# How do you guys pay your helpers?



## Tristan155 (Feb 5, 2013)

Just wondering how you guys pay the help?

I am sub contract and looking for a helper, I work mainly in commercial and do everything from fire taping by the hour to suites by the piece.

Now can I just pay my helper as a sub contract or is it better at all for me to do the whole payroll/deductions thing for them? 

I am in Canada if that helps.

Thanks ,

Tristan


----------



## Corey The Taper (Mar 18, 2014)

I pay my helper like a sub if you do a payroll im sure theyre going to want more money then theyre already getting


----------



## nodnarb (Apr 25, 2014)

Contract labor $10-14 USD depending on skillset/work ethic.


----------



## Tristan155 (Feb 5, 2013)

Great thanks guys.


----------



## Toontowntaper (Dec 16, 2012)

You're suppose to pay your helpers? Whoa I've been doing it wrong the whole time lol jk but yes depends on their skill set $12-20.


----------



## saskataper (Mar 6, 2011)

Awesome! So your cool with $12 on his next one, good to know.


----------



## Magic (Feb 20, 2014)

If i needed a full time helper he would need his own insurance to go sub.
If he/she was serious, he would be happy with that knowing he is learning a good trade and making money. 
I can also fire him without paying for his unemployment.


----------



## Toontowntaper (Dec 16, 2012)

saskataper said:


> Awesome! So your cool with $12 on his next one, good to know.


Lol you better believe that house will take me oh 500-700 hrs to complete then lol. I will buy cartons of smokes and have at them smoked everyday lol that's a lot of breaks.


----------



## MrWillys (Mar 10, 2014)

Magic said:


> If i needed a full time helper he would need his own insurance to go sub.
> If he/she was serious, he would be happy with that knowing he is learning a good trade and making money.
> I can also fire him without paying for his unemployment.


 Illegal!

http://www.irs.gov/Businesses/Small...ependent-Contractor-Self-Employed-or-Employee


----------



## gordie (Nov 6, 2012)

MrWillys said:


> Illegal!
> 
> http://www.irs.gov/Businesses/Small...ependent-Contractor-Self-Employed-or-Employee


I think your right Willy but he did say he was up here in Canada so we don't deal with the IRS but I think it is quite similar.

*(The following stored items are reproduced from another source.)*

PR #3190, opened 2023-06-14
:bug: FIX : correction in search logic

keithCuniah:
# Description

Correction in search for feedback task.
1/ be able to always delete an active search
2/ render the close button 

**Type of change**

- Bug fix

**How Has This Been Tested**

- only feedback task

### DIFF
--- a/frontend/components/feedback-task/SearchBar.base.vue
+++ b/frontend/components/feedback-task/SearchBar.base.vue
@@ -55,7 +55,7 @@
     />
 
     <BaseIconWithBadge
-      v-if="isSearchActive"
+      v-if="showDelete"
       class="searchbar__icon"
       icon="close"
       :show-badge="false"
@@ -69,6 +69,8 @@
 </template>
 
 <script>
+import { isNil } from "lodash";
+
 export default {
   name: "SearchBarComponent",
   props: {
@@ -97,14 +99,24 @@ export default {
   },
   computed: {
     isSearchActive() {
-      return this.value?.length;
+      return this.value?.length ?? false;
+    },
+    isActiveSearchEmpty() {
+      return isNil(this.value) || this.value.length === 0;
+    },
+    showDelete() {
+      if (isNil(this.searchValue)) return false;
+      if (this.isActiveSearchEmpty && this.searchValue.length === 0)
+        return false;
+
+      return true;
     },
   },
   watch: {
     value: {
       immediate: true,
       handler(newValue) {
-        this.searchValue = newValue ?? "";
+        this.searchValue = newValue;
       },
     },
   },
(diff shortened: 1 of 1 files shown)


leiyre (approved):

frontend/components/feedback-task/SearchBar.base.vue
```diff
@@ -93,14 +99,27 @@ export default {
   },
   computed: {
     isSearchActive() {
-      return this.value?.length;
+      return this.value?.length ?? false;
```
frascuchon: could we rewrite this in terms of `isActiveSearchEmpty`? It seems the opposite thing. Could you do:
```javascript
isSearchActive() {
   return !this.isActiveSearchEmpty;
}
```

or 

```javascript
showDelete() {
      if (isNil(this.searchValue) && this.searchValue.length === 0)) return false;
      return this.isSearchActive;
    },
```

frontend/components/feedback-task/SearchBar.base.vue
```diff
@@ -92,15 +99,28 @@ export default {
...
+    },
+    searchValueIsEmpty() {
+      return isNil(this.searchValue) || this.searchValue.length === 0;
+    },
+    showDelete() {
+      if (isNil(this.searchValue)) return false;
+      if (this.isActiveSearchEmpty && this.searchValue.length === 0)
+        return false;
+
+      return true;
```
frascuchon: is this equivalent?

```suggestion
      return !(this.isActiveSearchEmpty && this.searchValue.length === 0);
```

keithCuniah: !(this.isActiveSearchEmpty && this.searchValue`?`.length === 0); to add also the isNil test.
I make it in several lines instead of one to make it more readable. What is it better in this case ?

frontend/components/feedback-task/SearchBar.base.vue
```diff
@@ -48,10 +48,14 @@
       @keydown.enter.exact.stop=""
     />
 
-    <span class="search-area__additional-info" v-text="additionalInfo" />
+    <span
+      class="search-area__additional-info"
+      v-if="!searchValueIsEmpty"
```
frascuchon: I think we should show the additional info only when the query search prop is the same as the query search in the search bar

frascuchon:
```suggestion
      v-if="value === searchValue"
```

keithCuniah: value === searchValue && value.length => to not show additional info when value and searchValue are empty

frascuchon: A question here, additional info is passed as a prop and I figure out that an empty or null value is passed when the value is not set, right?

In that case, we should add the condition of having some additional info to show

Issue #3191, opened 2023-06-14
Review  the `sdk.v1.datasets` data model API


frascuchon:
The low-level layer is using direct feedback schemas or raw dictionaries to communicate with. We should improve this layer definition to:

1. Improve data serialization/deserialization using pydantic features
2. Decouple low-level schemas and feedback client schemas

alvarobartt:
Closed as completed upon https://github.com/argilla-io/argilla/pull/3784 completion

PR #3192, opened 2023-06-14
Apply proper serializer when pushing feedback dataset in Argilla

### LINKED ISSUE #3189: [BUG] Cannot copy Feedback dataset to be published as another name/workspace
**Describe the bug**

When I load a feedback dataset using `from_argilla` method and I try to push into argilla with another name/workspace, I fetch the error:
Screenshot 2023-06-14 at 16 45 13

**To Reproduce**
1. Load a Feedback dataset from argilla using `.from_argilla`
2. Push the same dataset in Argilla again with another name `.push_to_argilla("new_name")`

**Expected behavior**
This is a way to copy/update/reindex this kind of dataset, so it should be allowed.

 - OS [e.g. iOS]:
 - Argilla Version [e.g. 1.0.0]: 1.9.0

frascuchon:
# Description

By default, the `model.dict()` method won't apply custom serialization to the `UUID` or `datetatime` fields. Since pydantic provides a `.json` method which applies serialization properly, we should use them in order to support pushing data in Argilla.

The current solution may be improved since we're serializing more times than needed. But for that, we should change the sdk.v1.api layer. See issue #3191

Closes #3189 

**Type of change**

**How Has This Been Tested**

New tests have been added

**Checklist**

### DIFF
--- a/CHANGELOG.md
+++ b/CHANGELOG.md
@@ -28,7 +28,7 @@ These are the section headers that we use:
 
 - Resolve breaking issue with `ArgillaSpanMarkerTrainer` for Named Entity Recognition with `span_marker` v1.1.x onwards.
 - Move `ArgillaDatasetCard` import under `@requires_version` decorator, so that the `ImportError` on `huggingface_hub` is handled properly ([#3174](https://github.com/argilla-io/argilla/pull/3174))
-- Allow load feedback datasets from Argilla and push them back in Argilla with different name/workspace (Closes [#3189](https://github.com/argilla-io/argilla/issues/3189))
+- Allow flow `FeedbackDataset.from_argilla` -> `FeedbackDataset.push_to_argilla` under different dataset names and/or workspaces ([#3192](https://github.com/argilla-io/argilla/issues/3192))
 
 ## [1.9.0](https://github.com/argilla-io/argilla/compare/v1.8.0...v1.9.0)
 
--- a/CHANGELOG.md
+++ b/CHANGELOG.md
@@ -28,6 +28,7 @@ These are the section headers that we use:
 
 - Resolve breaking issue with `ArgillaSpanMarkerTrainer` for Named Entity Recognition with `span_marker` v1.1.x onwards.
 - Move `ArgillaDatasetCard` import under `@requires_version` decorator, so that the `ImportError` on `huggingface_hub` is handled properly ([#3174](https://github.com/argilla-io/argilla/pull/3174))
+- Allow load feedback datasets from Argilla and push them back in Argilla with different name/workspace (Closes [#3189](https://github.com/argilla-io/argilla/issues/3189))
 
 ## [1.9.0](https://github.com/argilla-io/argilla/compare/v1.8.0...v1.9.0)
 
--- a/src/argilla/client/feedback/dataset.py
+++ b/src/argilla/client/feedback/dataset.py
@@ -11,10 +11,11 @@
 #  WITHOUT WARRANTIES OR CONDITIONS OF ANY KIND, either express or implied.
 #  See the License for the specific language governing permissions and
 #  limitations under the License.
-
+import json
 import logging
 import tempfile
 from typing import TYPE_CHECKING, Any, Dict, Iterator, List, Optional, Union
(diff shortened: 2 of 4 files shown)


src/argilla/client/feedback/dataset.py
```diff
@@ -555,7 +556,7 @@ def delete_and_raise_exception(dataset_id: str, exception: Exception) -> None:
 
             for field in self.fields:
                 try:
-                    datasets_api_v1.add_field(client=httpx_client, id=argilla_id, field=field.dict())
+                    datasets_api_v1.add_field(client=httpx_client, id=argilla_id, field=json.loads(field.json()))
```
alvarobartt, line 559: Can't we just provide the `.json()` instead?

src/argilla/client/feedback/dataset.py
```diff
@@ -568,9 +569,7 @@ def delete_and_raise_exception(dataset_id: str, exception: Exception) -> None:
             for question in self.questions:
                 try:
                     datasets_api_v1.add_question(
-                        client=httpx_client,
-                        id=argilla_id,
-                        question=question.dict(include={"name", "title", "description", "required", "settings"}),
+                        client=httpx_client, id=argilla_id, question=json.loads(question.json())
```
alvarobartt, line 572: We shouldn't include extra fields, that why there was an `include=set()` before, IMO we should keep it

alvarobartt (commented):
LGTM! Just some minor comments regarding the `json.loads(schema.json())`, and about the removal of `.dict(includes=set())` 🤗

src/argilla/client/feedback/dataset.py
frascuchon: The .json returns a string representation of the field. I didn't do it to avoid changing the sdk.api logic in this PR. We should have a look into that layer later.

src/argilla/client/feedback/dataset.py
frascuchon: Yes, but currently the API will discard them.

Ideally, we should have an SDK schema for each operation and create them from our feedback.schema instances:

```python
class QuestionCreate(BaseModel):
    title: str
    name: str
    settings: dict


api.add_question(client, QuestionCreate.from_raw(feedback_question)
```

CHANGELOG.md
```diff
@@ -28,6 +28,7 @@ These are the section headers that we use:
 
 - Resolve breaking issue with `ArgillaSpanMarkerTrainer` for Named Entity Recognition with `span_marker` v1.1.x onwards.
 - Move `ArgillaDatasetCard` import under `@requires_version` decorator, so that the `ImportError` on `huggingface_hub` is handled properly ([#3174](https://github.com/argilla-io/argilla/pull/3174))
+- Allow load feedback datasets from Argilla and push them back in Argilla with different name/workspace (Closes [#3189](https://github.com/argilla-io/argilla/issues/3189))
```
```suggestion
- Allow flow `FeedbackDataset.from_argilla` -> `FeedbackDataset.push_to_argilla` under different dataset names and/or workspaces ([#3192](https://github.com/argilla-io/argilla/issues/3192))
```

src/argilla/client/feedback/dataset.py
```diff
@@ -11,10 +11,11 @@
 #  WITHOUT WARRANTIES OR CONDITIONS OF ANY KIND, either express or implied.
 #  See the License for the specific language governing permissions and
 #  limitations under the License.
-
+import json
```
alvarobartt, line 14: I guess we could maybe use `orjson` instead as it's faster? https://github.com/ijl/orjson

alvarobartt: Unless this is just temporary, in that case I guess we're good

alvarobartt (approved):

src/argilla/client/feedback/dataset.py
frascuchon: Yes, this would be a temporary solution. Ideally, we should to setup orjson as the default serializer/deserializer used by the `httpx.Client`, but still an open discussion here: https://github.com/encode/httpx/issues/717

PR #3194, opened 2023-06-14
feat: add `metadata` to `Record`

### LINKED ISSUE #3155: [FEATURE] Add metadata field to the FeedbackRecord
Add support for adding metadata to the FeedbackRecord. 

Currently, when pushing the records to the dataset, I can only push the fields that are later used as a `TextField`. In some scenarios, I would like to push not only the values but also the metadata, e.g., the hash values associated with different fields. They come in handy when analysing the results after the labelling is completed. I'm aware of the `external_id` but in many use cases it is not sufficient.

The solution would be to either:
- not require all the used fields to be present in `TextField`.
- add a `metadatafield` param that would capture such fields.

The code: 

```py
fields = [
    rg.TextField(name="instruction", required=True),
    rg.TextField(name="input", required=True),
    rg.TextField(name="completion_a", required=True),
    rg.TextField(name="completion_b", required=True),
]

dataset = rg.FeedbackDataset(
    guidelines="Please, read the prompt carefully and...",
    questions=questions,
    fields=fields,
)


def build_records(path: Path) -> list[rg.FeedbackRecord]:
    with open(path) as f:
        data = json.load(f)

    records = []

    for point in data:
        record = rg.FeedbackRecord(
            fields={
                    "instruction_hash": point["instruction_hash"],
                    "instruction": point["instruction"],
                    "input": point["input"],
                    "completion_a": point["completion_a"],
                    "completion_b": point["completion_b"],
                    "completion_hash_a": point["completion_hash_a"],
                    "completion_hash_b": point["completion_hash_b"],
                    "pair_hash": point["pair_hash"],
                    }
        )
        records.append(record)

        return records


records = build_records(path=Path(__file__).parent / "data.json")
dataset.add_records(records)
dataset.push_to_argilla(name="my-dataset")
```

The exception

```
Exception: Failed while adding the records to the `FeedbackTask` dataset in 
Argilla with exception: Argilla server returned an error with http status: 422
Error details: [{'response': "Error: found fields values for non configured 
fields: ['instruction_hash', 'completion_hash_a', 'completion_hash_b', 
'pair_hash']", 'params': {}}]
```

gabrielmbmb:
# Description

This PR adds a new attribute called `metadata` to the `Record` of the `FeedbackDataset`.

- A new `metadata` column/attribute has been added to the `Record` ORM class (a new column `metadata` will be added by the migration script generated by `alembic`)
- All the endpoints in the API v1 listing records has been updated to return this new `metadata` column
- The SDK has been updated to parse the `metadata` key returned by the API
- The Python client has been updated so new records can be created including `metadata`

Additionally, I've refactor some `if/else` conditions in some methods from the `FeedbackDataset` class.

Closes #3155

**Type of change**

- [x] Refactor

**How Has This Been Tested**

Unit tests has been updated and I've done some manual tests.

**Checklist**


src/argilla/client/feedback/dataset.py
```diff
@@ -611,12 +611,10 @@ def delete_and_raise_exception(dataset_id: UUID, exception: Exception) -> None:
...
                 _LOGGER.warning(
-                    "Since the current object is already a `FeedbackDataset` pushed to"
-                    " Argilla, you'll keep on interacting with the same dataset in"
-                    " Argilla, even though the one you just pushed holds a different"
-                    f" ID ({argilla_id}). So on, if you want to switch to the newly"
-                    " pushed `FeedbackDataset` instead, please use"
-                    f" `FeedbackDataset.from_argilla(id='{argilla_id}')`."
+                    "Since the current object is already a `FeedbackDataset` pushed to Argilla, you'll keep on"
+                    " interacting with the same dataset in Argilla, even though the one you just pushed holds a"
+                    f" different ID ({argilla_id}). So on, if you want to switch to the newly  pushed `FeedbackDataset`"
```
alvarobartt:
```suggestion
                    f" different ID ({argilla_id}). So on, if you want to switch to the newly pushed `FeedbackDataset`"
```

src/argilla/client/feedback/dataset.py
```diff
@@ -489,7 +489,7 @@ def push_to_argilla(self, name: Optional[str] = None, workspace: Optional[Union[
         """
         httpx_client: "httpx.Client" = rg.active_client().http_client.httpx
 
-        if not name or (not name and not workspace):
+        if name is None:
```
frascuchon, line 492: With this change, the warning message looks outdated. Do we still need to check the workspace argument?

src/argilla/client/feedback/dataset.py
```diff
@@ -549,46 +549,38 @@ def delete_and_raise_exception(dataset_id: UUID, exception: Exception) -> None:
...
                 datasets_api_v1.publish_dataset(client=httpx_client, id=argilla_id)
             except Exception as e:
-                delete_and_raise_exception(
-                    dataset_id=argilla_id,
-                    exception=Exception(
-                        f"Failed while publishing the `FeedbackTask` dataset in Argilla with exception: {e}"
-                    ),
-                )
+                exc = Exception(f"Failed while publishing the `FeedbackTask` dataset in Argilla with exception: {e}")
+                exc.__cause__ = e
```
frascuchon: maybe we should use the conventional way to do this? https://docs.python.org/3/library/exceptions.html#exception-context
```python
delete_dataset(dataset_id=argilla_id)
raise exc from e
```

src/argilla/client/feedback/utils.py
```diff
@@ -78,7 +78,7 @@ def feedback_dataset_in_argilla(
     *,
     workspace: Optional[Union[str, rg.Workspace]] = None,
     id: Optional[str] = None,
-) -> Tuple[bool, Optional["FeedbackDatasetModel"]]:
+) -> Union["FeedbackDatasetModel", None]:
```
frascuchon, line 81: should this be the same?
```suggestion
) -> Optional["FeedbackDatasetModel"]:
```

src/argilla/server/database.py
```diff
@@ -27,7 +27,7 @@
     from sqlalchemy.orm import Session
 
 ALEMBIC_CONFIG_FILE = os.path.normpath(os.path.join(os.path.dirname(argilla.__file__), "alembic.ini"))
-TAGGED_REVISIONS = OrderedDict({"1.7": "1769ee58fbb4", "1.8": "ae5522b4c674"})
+TAGGED_REVISIONS = OrderedDict({"1.7": "1769ee58fbb4", "1.8": "ae5522b4c674", "1.10": "3ff6484f8b37"})
```
frascuchon: Probably this will change to 1.11

frascuchon: Maybe we can have this track in the CHANGELOG as a change instead of supporting this revision tagging. Let's discuss it.

src/argilla/server/models/models.py
```diff
@@ -114,6 +114,7 @@ class Record(Base):
 
     id: Mapped[UUID] = mapped_column(primary_key=True, default=uuid4)
     fields: Mapped[dict] = mapped_column(JSON, default={})
+    metadata_: Mapped[Optional[dict]] = mapped_column("metadata", JSON, nullable=True)
```
frascuchon, line 117: `metadata` is a reserved attribute in sqlalchemy orm models, right?

src/argilla/server/schemas/v1/datasets.py
```diff
@@ -287,9 +288,19 @@ class RecordInclude(str, Enum):
     responses = "responses"
 
 
+class RecordGetterDict(GetterDict):
+    def get(self, key: Any, default: Any = None) -> Any:
+        if key == "metadata":
+            return getattr(self._obj, "metadata_", {})
+        if key == "responses" and "responses" not in self._obj.__dict__:
```
frascuchon, line 295: Now I understand the change in handlers. Much better like this 👍

src/argilla/server/schemas/v1/datasets.py
```diff
@@ -299,11 +310,21 @@ class Record(BaseModel):
 
     class Config:
         orm_mode = True
+        getter_dict = RecordGetterDict
+
+    @classmethod
+    def from_orm(cls: Type["Record"], obj: Any) -> "Record":
+        dict_copy = obj.__dict__.copy()
+        return cls(**{"metadata": dict_copy.pop("metadata_", None), **dict_copy})
```
frascuchon: why do we need this?

src/argilla/server/schemas/v1/datasets.py
```diff
@@ -299,11 +310,21 @@ class Record(BaseModel):
...
 
 
 class Records(BaseModel):
     items: List[Record]
 
+    @classmethod
+    def from_orm(cls: Type["Records"], obj: List["Record"]) -> "Records":
+        return cls(items=[Record.from_orm(record) for record in obj])
+
```
frascuchon: same here. Why do we need this?

src/argilla/server/models/models.py
gabrielmbmb: it is, yes

src/argilla/client/feedback/utils.py
gabrielmbmb: I prefer to use `Union["FeedbackDatasetModel", None]` because the syntax is close to what we will have in Python 3.11 `"FeedbackDatasetModel" | None`, and I think that for return type hints the intent is more clear.

https://fastapi.tiangolo.com/python-types/#using-union-or-optional

src/argilla/server/schemas/v1/datasets.py
gabrielmbmb: In the listing records endpoints we were using `record.__dict__` to build the `Record` schema. This is because if we use `record` directly, then `pydantic` when creating the `Record` class will try to access `record.responses` and `sqlalchemy` will return an empty list no matter what, so in the output payload we would have `"responses": []` even if the client has not asked for the responses.

To fix this, we use `record.__dict__` which does not include the `responses` if they were not included in the query with a `joinedload` or other load option. Now that we've added the `metadata_` attribute, we cannot use `record.__dict__` directly to build the `Record` class, because the field in this class is called `metadata` and we have to map this manually.

As we had to do this in several endpoints, I've decided that it was a good idea to put this logic in this method.

src/argilla/client/feedback/dataset.py
gabrielmbmb: Yes, I think that's better than doing weird stuff like this :) So `delete_and_raise_exception` -> `delete_dataset`, right?

src/argilla/server/schemas/v1/datasets.py
gabrielmbmb: I just realise that we don't need this custom `GetterDict`. I added this to try to make it work with the default `from_orm` method, but if we return `None` in this condition `if key == "responses" and "responses" not in self._obj.__dict__:`, `pydantic` will detect that we have set a value for the `Record.responses` attribute, and then in the listing records endpoints `response_model_exclude_unset=True` won't affect this field, and we will have `"responses: null"` in the output payload.

src/argilla/client/feedback/dataset.py
frascuchon: exactly!

src/argilla/client/feedback/utils.py
frascuchon: Okay, so we should review all Optional defs in the server and client to keep them aligned

src/argilla/server/schemas/v1/datasets.py
frascuchon: Okay, so we keep using record.__dict___?

gabrielmbmb: yes

src/argilla/client/feedback/dataset.py
gabrielmbmb: no, we don't. I'll update the warning message

src/argilla/server/schemas/v1/datasets.py
frascuchon: Can we use an alias then for the record.metadata field? Or use a RecordGetter class to tackle this? I feel this from_orm override is a bit tricky

gabrielmbmb: I managed to do the same with the  `GetterDict` and keep the `response` as unset if the query didn't have the `joinedload` option. It was as easy as returning the `default` argument instead of `None`. 

```python
class RecordGetterDict(GetterDict):
    def get(self, key: str, default: Any) -> Any:
        if key == "metadata":
            return getattr(self._obj, "metadata_", None)
        if key == "responses" and "responses" not in self._obj.__dict__:
            return default
        return super().get(key, default)
```

This way `pydantic` detects that the field has not been set and in combination with the decorator parameter `response_model_exclude_unset=True` it works.

frascuchon (approved):

PR #3221, opened 2023-06-19
Improvement: Harden dockerfile

osintalex:
# Hardening Dockerfile to run without root user

First pass on hardening the dockerfile. Wasn't sure how you are generating the `dist` file and have been getting some errors about accessing the sql database so this isn't ready yet. Wanted to get the ball rolling though.

Can you let me know how you're making the dist bundle and then I can test it more properly 😇 
**Type of Change**


release.Dockerfile
```diff
@@ -1,33 +1,42 @@
+FROM python:3.9-slim AS builder
+
+# Copying argilla distribution files
+COPY dist/*.whl /packages/
+RUN python -m venv /my-virtual-env
+ENV PATH="/my-virtual-env/bin:$PATH"
+RUN apt-get update && \
+    apt-get install -y python-dev-is-python3 libpq-dev gcc && \
```
osintalex: I couldn't get `python-dev` to install so changed to `python-dev-is-python3`

release.Dockerfile
```diff
@@ -1,33 +1,42 @@
...
+    apt-get clean && \
+    rm -rf /var/lib/apt/lists/* && \
+    rm -rf /packages
+
+
 FROM python:3.9-slim
 
 # Environment Variables
-ENV ARGILLA_HOME_PATH=/var/lib/argilla
+ENV ARGILLA_HOME_PATH=/home/worker/argilla
```
osintalex: `/var/lib` doesn't allow non-root ownership afaik

gabrielmbmb:
Hi @osintalex, thanks for the PR! For building the dist bundle we're using https://github.com/pypa/build which by default generates the dist build in `.whl` and `.tar.gz` formats.

davidberenstein1957:
Hi @osintalex thanks for picking this up!💪🏽🚀

frascuchon:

So yes guys if your helper decides he doesn't like you at the end of his employment he can just call employment Canada and say you screwed him and I guarantee the gov will side with your disgruntled helper. Or even worse if he gets seriously hurt on a site could be pretty bad for a guy who just thought he could sub his new helper.

Don't get me wrong though I do know a lot of guys who run there crews exactly that way tell your work hungry guy to get his g.s.t. # and a bill book and your good to go. I just feel like its shady and is the only reason I don't hire a helper just not in a position to do it the right way and provide a guy with a good secure safe job not just an avenue to make some cash.


----------



## icerock drywall (Nov 13, 2010)

helpers ? I work alone


----------



## MrWillys (Mar 10, 2014)

gordie said:


> I think your right Willy but he did say he was up here in Canada so we don't deal with the IRS but I think it is quite similar.
> 
> So yes guys if your helper decides he doesn't like you at the end of his employment he can just call employment Canada and say you screwed him and I guarantee the gov will side with your disgruntled helper. Or even worse if he gets seriously hurt on a site could be pretty bad for a guy who just thought he could sub his new helper.
> 
> Don't get me wrong though I do know a lot of guys who run there crews exactly that way tell your work hungry guy to get his g.s.t. # and a bill book and your good to go. I just feel like its shady and is the only reason I don't hire a helper just not in a position to do it the right way and provide a guy with a good secure safe job not just an avenue to make some cash.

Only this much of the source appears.